Look through the data below, tally the lines where "fget" occurs, and write the total alone.

═════ Data records

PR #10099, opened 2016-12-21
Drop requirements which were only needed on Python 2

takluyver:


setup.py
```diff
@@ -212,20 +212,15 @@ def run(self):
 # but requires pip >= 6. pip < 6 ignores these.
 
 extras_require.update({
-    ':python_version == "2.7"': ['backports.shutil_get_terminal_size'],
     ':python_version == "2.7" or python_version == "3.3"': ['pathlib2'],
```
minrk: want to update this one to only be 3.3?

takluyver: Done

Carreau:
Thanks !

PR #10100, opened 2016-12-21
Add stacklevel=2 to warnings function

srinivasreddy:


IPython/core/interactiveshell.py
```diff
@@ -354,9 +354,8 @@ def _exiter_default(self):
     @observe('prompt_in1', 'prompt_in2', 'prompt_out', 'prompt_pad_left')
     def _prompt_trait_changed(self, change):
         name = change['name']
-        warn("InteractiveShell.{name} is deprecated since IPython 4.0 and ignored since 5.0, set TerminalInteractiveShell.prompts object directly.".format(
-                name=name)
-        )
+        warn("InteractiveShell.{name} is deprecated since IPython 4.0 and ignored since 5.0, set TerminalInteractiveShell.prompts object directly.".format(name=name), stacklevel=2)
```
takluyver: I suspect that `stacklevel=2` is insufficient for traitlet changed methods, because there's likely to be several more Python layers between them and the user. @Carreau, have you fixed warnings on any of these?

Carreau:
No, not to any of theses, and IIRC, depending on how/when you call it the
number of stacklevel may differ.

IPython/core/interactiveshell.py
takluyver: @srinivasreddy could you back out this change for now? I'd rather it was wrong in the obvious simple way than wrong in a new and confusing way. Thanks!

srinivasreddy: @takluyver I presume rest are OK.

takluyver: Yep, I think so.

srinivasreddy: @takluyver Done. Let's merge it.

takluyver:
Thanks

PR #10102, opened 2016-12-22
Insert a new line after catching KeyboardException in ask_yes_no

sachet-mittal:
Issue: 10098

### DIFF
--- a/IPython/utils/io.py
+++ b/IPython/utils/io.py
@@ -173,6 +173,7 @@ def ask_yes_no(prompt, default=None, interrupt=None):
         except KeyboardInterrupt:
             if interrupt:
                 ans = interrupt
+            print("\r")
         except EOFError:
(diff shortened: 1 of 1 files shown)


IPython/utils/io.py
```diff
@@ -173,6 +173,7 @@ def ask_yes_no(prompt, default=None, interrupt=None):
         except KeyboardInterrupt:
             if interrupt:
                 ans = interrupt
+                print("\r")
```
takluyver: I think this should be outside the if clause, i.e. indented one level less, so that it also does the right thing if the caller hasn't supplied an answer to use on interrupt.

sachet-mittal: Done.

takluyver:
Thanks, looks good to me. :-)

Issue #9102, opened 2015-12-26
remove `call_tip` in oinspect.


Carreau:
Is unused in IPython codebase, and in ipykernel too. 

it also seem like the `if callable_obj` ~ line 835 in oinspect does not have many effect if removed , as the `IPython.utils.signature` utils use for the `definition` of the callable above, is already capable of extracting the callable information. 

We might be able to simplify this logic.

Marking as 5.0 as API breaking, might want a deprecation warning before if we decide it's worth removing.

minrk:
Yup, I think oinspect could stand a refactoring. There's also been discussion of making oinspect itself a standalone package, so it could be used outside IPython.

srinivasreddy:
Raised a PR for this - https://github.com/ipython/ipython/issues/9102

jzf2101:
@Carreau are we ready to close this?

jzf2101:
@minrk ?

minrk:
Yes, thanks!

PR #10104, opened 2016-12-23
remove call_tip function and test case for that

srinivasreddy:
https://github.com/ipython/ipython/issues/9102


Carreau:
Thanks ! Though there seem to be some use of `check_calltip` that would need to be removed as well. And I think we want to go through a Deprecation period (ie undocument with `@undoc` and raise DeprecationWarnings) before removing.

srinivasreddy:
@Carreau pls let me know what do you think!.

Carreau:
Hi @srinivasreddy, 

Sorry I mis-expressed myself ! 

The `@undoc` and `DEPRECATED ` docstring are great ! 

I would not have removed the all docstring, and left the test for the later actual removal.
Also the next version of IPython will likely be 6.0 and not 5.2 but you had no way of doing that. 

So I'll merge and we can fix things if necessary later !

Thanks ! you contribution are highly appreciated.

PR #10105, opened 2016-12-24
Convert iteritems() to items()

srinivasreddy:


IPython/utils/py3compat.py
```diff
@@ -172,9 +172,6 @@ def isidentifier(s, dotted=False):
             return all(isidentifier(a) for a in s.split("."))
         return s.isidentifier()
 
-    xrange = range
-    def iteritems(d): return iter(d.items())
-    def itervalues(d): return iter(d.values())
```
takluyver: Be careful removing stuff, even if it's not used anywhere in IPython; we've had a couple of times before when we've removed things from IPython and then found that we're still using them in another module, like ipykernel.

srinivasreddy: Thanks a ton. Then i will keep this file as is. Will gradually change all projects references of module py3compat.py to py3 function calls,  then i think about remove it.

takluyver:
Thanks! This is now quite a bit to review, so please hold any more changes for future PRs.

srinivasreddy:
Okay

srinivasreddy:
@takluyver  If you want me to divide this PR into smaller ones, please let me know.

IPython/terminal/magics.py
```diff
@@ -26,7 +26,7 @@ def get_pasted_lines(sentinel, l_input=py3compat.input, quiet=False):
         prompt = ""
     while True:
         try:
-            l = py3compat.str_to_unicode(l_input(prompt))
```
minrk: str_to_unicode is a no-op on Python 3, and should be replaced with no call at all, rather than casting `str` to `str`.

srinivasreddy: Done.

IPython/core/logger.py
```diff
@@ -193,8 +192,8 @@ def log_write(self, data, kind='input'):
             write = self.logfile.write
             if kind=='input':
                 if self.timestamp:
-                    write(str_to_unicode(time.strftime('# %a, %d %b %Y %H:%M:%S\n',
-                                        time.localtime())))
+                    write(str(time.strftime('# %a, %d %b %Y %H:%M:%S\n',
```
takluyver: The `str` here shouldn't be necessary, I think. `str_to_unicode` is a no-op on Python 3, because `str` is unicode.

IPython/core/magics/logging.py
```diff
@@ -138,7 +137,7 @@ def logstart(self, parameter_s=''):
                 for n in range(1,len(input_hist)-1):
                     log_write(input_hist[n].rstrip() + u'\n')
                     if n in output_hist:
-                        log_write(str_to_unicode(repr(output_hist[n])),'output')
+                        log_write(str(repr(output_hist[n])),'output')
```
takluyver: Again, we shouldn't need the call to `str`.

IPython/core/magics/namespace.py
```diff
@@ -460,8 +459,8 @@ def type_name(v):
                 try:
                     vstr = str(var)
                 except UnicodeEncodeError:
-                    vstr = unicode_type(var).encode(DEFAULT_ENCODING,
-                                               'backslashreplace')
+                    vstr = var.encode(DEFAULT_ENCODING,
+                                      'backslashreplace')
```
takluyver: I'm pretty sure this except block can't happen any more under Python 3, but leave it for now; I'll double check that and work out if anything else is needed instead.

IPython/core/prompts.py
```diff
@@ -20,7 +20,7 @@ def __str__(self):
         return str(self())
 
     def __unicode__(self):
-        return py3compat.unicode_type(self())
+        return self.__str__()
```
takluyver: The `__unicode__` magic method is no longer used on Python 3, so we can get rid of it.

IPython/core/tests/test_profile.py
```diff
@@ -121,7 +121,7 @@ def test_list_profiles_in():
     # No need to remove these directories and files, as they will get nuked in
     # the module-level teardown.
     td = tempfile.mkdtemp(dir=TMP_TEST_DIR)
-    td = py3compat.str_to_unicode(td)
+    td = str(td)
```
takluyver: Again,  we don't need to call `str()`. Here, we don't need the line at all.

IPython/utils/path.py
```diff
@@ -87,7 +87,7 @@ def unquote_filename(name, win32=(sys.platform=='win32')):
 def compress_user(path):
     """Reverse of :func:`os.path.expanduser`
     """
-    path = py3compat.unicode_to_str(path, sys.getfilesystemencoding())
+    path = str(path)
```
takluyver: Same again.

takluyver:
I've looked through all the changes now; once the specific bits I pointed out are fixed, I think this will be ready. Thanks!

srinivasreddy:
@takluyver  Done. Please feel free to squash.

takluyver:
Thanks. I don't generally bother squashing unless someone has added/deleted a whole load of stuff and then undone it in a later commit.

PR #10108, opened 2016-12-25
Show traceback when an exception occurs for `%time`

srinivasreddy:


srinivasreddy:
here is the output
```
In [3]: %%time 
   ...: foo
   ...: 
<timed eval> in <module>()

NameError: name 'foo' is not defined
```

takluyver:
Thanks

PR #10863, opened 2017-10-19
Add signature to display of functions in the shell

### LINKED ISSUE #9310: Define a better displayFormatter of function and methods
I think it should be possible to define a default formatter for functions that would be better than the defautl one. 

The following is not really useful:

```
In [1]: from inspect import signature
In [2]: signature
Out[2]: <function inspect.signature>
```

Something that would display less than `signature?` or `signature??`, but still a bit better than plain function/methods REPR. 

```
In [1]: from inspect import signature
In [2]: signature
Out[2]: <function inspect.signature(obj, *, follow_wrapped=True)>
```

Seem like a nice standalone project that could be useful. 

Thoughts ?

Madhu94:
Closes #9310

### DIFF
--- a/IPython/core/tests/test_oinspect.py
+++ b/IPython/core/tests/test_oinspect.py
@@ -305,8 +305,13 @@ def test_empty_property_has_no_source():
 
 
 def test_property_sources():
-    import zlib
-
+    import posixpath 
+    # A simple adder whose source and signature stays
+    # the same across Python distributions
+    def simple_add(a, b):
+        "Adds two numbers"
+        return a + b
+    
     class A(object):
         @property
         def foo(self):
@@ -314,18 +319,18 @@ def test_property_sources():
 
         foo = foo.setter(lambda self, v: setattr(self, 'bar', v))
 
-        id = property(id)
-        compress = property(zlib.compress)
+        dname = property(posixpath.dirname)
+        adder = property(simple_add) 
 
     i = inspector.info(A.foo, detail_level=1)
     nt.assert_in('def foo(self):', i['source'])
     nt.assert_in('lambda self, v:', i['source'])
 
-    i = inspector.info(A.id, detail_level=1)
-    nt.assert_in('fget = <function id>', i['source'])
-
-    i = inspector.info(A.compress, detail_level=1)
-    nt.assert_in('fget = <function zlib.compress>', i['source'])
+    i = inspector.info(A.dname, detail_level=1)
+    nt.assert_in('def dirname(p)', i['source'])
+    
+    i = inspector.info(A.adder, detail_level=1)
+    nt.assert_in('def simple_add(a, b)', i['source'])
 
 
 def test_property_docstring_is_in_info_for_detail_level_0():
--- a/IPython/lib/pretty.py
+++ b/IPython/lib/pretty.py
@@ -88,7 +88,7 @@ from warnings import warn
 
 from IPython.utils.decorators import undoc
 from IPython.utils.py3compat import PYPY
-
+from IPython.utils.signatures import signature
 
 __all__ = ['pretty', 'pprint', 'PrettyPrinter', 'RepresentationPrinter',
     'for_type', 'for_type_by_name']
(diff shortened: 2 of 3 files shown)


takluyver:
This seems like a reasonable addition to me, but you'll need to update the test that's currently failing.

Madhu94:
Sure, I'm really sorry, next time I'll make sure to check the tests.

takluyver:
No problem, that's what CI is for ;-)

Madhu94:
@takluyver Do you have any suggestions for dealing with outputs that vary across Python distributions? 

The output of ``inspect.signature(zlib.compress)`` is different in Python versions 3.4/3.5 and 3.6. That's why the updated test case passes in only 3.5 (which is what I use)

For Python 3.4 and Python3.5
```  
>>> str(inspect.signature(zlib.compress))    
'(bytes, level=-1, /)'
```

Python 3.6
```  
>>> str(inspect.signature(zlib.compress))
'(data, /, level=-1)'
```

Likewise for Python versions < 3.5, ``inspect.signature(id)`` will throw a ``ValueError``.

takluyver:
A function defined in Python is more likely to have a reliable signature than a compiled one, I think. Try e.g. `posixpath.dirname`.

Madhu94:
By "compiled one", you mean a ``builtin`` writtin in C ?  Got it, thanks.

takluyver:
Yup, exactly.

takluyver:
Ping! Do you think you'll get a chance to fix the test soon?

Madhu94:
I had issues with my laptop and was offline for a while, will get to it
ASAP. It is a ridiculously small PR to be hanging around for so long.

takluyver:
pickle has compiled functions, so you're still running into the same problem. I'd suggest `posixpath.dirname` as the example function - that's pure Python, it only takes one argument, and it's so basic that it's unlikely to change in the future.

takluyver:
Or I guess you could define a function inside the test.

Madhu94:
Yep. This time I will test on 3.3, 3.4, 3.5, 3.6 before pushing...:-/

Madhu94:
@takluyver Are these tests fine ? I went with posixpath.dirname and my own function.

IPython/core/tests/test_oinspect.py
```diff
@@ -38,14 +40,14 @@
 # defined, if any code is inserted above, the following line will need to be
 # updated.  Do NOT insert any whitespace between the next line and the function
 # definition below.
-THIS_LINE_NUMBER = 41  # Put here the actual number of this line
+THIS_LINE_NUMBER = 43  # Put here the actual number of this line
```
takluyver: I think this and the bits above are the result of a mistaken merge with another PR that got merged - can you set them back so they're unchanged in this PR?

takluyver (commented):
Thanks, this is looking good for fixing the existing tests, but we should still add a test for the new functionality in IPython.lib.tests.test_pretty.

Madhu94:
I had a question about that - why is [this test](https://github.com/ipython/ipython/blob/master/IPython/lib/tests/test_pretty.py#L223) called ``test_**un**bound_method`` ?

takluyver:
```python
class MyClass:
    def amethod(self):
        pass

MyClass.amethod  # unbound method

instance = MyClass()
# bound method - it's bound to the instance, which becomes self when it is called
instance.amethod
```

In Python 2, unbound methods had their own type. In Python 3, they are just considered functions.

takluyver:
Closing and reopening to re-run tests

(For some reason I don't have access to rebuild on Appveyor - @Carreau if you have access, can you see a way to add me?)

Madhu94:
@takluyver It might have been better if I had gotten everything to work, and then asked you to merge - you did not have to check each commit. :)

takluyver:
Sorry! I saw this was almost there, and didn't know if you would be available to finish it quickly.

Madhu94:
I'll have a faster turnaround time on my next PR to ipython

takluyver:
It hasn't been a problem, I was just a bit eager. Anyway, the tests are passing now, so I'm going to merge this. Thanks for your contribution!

══════════

[Solution]
2